* Task description *
Below are the records; restate word for word the lines from the first through the one containing "a new path.", and only those.

(Saved entries)
*** Begin section ***

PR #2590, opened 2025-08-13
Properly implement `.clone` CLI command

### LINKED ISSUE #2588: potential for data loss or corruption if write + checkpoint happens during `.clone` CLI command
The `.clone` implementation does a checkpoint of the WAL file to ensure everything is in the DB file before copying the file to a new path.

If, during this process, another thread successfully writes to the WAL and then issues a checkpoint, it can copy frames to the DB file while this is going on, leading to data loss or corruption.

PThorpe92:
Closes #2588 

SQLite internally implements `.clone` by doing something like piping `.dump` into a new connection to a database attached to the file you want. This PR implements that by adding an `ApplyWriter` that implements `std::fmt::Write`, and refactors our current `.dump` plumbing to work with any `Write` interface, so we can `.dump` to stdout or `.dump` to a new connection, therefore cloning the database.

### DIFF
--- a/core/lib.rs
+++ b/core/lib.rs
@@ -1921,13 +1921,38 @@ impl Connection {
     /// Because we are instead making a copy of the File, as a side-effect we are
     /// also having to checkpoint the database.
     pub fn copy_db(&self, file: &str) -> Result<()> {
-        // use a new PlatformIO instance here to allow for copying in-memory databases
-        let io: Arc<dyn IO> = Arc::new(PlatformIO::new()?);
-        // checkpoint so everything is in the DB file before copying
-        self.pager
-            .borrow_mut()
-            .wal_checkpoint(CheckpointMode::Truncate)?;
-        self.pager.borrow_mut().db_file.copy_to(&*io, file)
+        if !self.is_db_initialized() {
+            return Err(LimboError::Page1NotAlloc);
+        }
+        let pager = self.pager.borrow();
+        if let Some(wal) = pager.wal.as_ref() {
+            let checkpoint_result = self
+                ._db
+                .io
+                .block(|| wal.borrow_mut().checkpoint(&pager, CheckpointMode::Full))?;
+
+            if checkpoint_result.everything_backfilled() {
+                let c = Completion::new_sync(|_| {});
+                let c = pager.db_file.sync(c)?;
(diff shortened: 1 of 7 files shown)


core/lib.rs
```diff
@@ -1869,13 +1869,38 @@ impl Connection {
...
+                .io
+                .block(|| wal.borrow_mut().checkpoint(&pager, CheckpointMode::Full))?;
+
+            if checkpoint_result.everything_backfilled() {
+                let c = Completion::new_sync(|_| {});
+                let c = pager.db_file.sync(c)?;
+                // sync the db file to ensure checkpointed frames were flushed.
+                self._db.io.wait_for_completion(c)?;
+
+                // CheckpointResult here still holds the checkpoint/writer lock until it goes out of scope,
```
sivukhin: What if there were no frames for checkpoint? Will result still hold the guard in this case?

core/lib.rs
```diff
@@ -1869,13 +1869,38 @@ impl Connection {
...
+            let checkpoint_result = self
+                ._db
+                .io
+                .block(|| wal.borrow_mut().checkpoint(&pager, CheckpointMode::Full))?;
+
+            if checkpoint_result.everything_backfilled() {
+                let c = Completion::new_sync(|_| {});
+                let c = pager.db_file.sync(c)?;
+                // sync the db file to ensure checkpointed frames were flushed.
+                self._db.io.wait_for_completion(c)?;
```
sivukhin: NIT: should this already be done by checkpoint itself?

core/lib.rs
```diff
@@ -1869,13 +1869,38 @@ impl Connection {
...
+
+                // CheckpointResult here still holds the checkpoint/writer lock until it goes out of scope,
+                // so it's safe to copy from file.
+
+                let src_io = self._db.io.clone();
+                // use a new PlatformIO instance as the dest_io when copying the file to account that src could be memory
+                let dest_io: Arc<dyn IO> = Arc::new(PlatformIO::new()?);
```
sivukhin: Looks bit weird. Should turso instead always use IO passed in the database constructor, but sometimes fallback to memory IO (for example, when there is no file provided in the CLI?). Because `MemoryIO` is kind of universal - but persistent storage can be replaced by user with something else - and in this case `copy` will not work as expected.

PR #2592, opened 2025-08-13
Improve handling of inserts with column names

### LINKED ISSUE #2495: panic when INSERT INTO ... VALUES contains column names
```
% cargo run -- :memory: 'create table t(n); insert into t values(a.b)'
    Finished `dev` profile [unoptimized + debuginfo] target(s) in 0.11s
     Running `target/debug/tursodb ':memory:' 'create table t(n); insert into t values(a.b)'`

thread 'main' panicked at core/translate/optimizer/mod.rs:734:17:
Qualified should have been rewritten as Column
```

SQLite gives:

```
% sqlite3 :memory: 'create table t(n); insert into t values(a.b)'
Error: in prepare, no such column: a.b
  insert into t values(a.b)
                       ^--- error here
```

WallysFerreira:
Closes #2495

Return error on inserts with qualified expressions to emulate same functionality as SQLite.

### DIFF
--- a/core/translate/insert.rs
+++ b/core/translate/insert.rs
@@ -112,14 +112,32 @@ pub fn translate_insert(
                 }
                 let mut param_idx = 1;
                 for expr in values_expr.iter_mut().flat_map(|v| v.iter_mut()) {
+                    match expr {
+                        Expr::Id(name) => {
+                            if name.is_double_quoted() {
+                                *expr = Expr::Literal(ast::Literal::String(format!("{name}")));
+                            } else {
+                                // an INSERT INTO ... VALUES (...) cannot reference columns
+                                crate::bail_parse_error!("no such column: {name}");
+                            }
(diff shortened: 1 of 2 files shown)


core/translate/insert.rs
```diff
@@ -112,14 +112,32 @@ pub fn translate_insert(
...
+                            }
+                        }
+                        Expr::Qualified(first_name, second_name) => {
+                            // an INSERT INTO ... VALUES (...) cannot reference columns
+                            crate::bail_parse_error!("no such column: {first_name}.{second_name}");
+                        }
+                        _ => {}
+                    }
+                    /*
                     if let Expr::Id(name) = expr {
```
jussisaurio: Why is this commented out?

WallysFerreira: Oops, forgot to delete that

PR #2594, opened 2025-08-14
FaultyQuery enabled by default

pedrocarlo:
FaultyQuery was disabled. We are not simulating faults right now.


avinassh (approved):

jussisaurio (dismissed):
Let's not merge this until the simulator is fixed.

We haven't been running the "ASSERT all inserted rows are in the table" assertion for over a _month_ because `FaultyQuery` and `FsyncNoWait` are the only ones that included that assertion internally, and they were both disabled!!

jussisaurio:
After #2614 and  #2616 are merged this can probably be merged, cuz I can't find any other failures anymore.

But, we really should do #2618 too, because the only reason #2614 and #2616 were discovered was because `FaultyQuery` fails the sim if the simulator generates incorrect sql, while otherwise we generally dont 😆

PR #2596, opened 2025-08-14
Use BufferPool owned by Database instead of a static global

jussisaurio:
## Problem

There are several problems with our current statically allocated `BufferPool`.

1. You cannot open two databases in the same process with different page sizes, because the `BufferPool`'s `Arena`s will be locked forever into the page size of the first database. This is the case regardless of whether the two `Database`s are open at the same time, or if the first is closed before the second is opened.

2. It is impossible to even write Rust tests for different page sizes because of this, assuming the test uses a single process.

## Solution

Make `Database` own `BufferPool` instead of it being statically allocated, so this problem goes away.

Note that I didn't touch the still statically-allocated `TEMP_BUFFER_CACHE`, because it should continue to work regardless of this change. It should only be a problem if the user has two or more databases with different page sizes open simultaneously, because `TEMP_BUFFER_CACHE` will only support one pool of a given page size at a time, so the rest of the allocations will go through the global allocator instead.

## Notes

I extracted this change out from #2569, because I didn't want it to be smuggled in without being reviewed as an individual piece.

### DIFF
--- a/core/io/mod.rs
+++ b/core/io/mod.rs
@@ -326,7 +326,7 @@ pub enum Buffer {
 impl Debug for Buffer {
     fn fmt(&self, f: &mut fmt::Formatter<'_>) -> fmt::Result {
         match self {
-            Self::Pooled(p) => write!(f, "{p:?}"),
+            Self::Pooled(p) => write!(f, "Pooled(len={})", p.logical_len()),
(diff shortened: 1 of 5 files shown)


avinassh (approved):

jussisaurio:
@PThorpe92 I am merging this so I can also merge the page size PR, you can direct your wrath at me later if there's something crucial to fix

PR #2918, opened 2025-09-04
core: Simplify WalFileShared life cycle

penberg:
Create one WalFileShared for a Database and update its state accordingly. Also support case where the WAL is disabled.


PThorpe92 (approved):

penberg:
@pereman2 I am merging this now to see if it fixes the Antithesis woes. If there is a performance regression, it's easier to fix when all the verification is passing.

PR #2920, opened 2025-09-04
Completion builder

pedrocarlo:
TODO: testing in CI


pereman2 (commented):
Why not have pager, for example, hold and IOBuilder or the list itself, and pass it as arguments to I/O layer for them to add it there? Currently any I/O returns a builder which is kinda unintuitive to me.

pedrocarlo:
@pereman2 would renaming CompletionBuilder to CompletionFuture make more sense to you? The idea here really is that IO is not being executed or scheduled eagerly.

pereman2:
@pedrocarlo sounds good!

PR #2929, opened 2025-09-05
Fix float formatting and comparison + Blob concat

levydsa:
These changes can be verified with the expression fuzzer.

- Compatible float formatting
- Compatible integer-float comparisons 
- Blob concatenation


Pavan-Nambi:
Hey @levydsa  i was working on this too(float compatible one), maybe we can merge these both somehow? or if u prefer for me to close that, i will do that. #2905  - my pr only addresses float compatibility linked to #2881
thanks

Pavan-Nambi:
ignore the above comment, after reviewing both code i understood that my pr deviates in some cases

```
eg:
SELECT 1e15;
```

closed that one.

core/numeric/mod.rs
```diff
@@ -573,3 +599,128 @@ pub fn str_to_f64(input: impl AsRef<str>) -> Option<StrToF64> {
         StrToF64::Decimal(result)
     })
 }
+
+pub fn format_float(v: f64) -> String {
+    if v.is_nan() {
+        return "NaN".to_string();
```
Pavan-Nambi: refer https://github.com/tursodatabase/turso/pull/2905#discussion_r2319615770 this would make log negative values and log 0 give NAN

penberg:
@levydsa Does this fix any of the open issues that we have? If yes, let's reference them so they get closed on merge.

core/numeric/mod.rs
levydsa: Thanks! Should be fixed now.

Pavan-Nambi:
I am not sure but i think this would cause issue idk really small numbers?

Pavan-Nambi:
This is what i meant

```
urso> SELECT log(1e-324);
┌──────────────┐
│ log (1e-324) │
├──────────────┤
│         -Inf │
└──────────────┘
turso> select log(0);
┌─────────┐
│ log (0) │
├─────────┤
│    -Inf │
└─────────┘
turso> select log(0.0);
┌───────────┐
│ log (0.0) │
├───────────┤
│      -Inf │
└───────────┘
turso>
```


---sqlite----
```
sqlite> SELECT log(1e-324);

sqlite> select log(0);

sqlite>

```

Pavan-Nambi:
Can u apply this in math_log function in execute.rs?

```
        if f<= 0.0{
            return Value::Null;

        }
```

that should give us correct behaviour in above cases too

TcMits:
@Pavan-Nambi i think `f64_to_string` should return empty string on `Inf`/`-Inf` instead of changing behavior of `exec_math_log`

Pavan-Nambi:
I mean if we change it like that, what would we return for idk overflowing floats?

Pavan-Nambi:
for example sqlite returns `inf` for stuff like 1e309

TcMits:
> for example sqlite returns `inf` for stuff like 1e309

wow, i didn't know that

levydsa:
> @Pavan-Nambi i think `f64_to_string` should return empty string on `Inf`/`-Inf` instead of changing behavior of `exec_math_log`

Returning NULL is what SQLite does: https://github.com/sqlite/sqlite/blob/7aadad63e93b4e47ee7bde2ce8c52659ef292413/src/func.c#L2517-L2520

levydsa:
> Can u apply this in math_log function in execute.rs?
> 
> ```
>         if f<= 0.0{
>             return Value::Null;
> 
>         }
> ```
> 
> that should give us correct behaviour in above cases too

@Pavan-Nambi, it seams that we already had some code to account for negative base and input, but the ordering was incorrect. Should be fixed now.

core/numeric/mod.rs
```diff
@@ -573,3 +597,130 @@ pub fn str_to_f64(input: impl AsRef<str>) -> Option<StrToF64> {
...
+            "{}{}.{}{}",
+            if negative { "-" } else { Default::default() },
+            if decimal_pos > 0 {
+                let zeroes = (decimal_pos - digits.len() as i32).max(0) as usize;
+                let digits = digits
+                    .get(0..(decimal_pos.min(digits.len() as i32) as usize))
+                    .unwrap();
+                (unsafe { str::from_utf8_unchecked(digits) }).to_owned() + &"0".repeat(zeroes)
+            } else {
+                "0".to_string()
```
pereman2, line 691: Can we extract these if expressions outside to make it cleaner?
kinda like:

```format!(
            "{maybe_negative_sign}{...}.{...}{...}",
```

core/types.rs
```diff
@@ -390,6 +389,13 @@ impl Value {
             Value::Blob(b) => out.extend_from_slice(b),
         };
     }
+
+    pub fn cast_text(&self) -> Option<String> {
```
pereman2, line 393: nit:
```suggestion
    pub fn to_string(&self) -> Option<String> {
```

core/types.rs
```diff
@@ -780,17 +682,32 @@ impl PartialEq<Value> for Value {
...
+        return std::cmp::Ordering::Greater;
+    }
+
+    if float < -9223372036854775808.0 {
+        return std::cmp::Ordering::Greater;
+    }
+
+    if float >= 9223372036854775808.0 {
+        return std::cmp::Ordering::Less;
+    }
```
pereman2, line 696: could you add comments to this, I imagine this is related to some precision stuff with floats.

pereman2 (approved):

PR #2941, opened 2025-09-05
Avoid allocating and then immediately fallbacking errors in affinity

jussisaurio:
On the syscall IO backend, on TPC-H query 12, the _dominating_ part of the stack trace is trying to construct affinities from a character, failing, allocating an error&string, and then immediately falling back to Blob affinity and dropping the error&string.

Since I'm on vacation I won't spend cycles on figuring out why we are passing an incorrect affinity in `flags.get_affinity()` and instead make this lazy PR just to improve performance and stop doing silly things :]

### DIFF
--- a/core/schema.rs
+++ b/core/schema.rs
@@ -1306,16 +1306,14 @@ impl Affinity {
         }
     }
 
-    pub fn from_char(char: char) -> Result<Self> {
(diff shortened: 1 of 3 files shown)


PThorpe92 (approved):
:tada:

*** End section ***

* Written reply *
PR #2590, opened 2025-08-13
Properly implement `.clone` CLI command

### LINKED ISSUE #2588: potential for data loss or corruption if write + checkpoint happens during `.clone` CLI command
The `.clone` implementation does a checkpoint of the WAL file to ensure everything is in the DB file before copying the file to a new path.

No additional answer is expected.